Publications
Unexpected scaling of peak acceleration for a yielding mass-spring system subjected to a triangular base acceleration pulse
The use of bounding scenarios is a common practice that greatly simplifies the design and qualification of structures. However, this approach implicitly assumes that the quantities of interest increase monotonically with the input to the structure, which is not necessarily true for nonlinear structures. This paper surveys the literature for observations of nonmonotonic behavior of nonlinear systems and finds such observations in both the earthquake engineering and applied mechanics literature. Numerical simulations of a single degree-of-freedom mass-spring system with an elastic–plastic spring subjected to a triangular base acceleration pulse are then presented, and it is shown that the relative acceleration of this system scales nonmonotonically with the input magnitude in some cases.
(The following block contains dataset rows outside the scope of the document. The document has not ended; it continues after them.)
PR #6017, opened 2023-01-17
Sql runner test

wolfeeeg:
**Check List**

[For example #12]

[Description goes here]

### DIFF
--- a/packages/cubejs-api-gateway/src/gateway.ts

The equation of motion for this system is solved symbolically and an approximate expression for the relative acceleration is developed, which qualitatively agrees with the nonmonotonic behavior seen in the numerical results. The nonmonotonicity is investigated and found to be a result of dynamics excited by the discontinuous derivative of the base acceleration pulse, the magnitude of which scales nonmonotonically with the input magnitude due to the fact that the first yield of the spring occurs earlier as the input magnitude is increased. The relevance of this finding within the context of defining bounding scenarios is discussed, and it is recommended that modeling be used to perform a survey of the full range of possible inputs prior to defining bounding scenarios.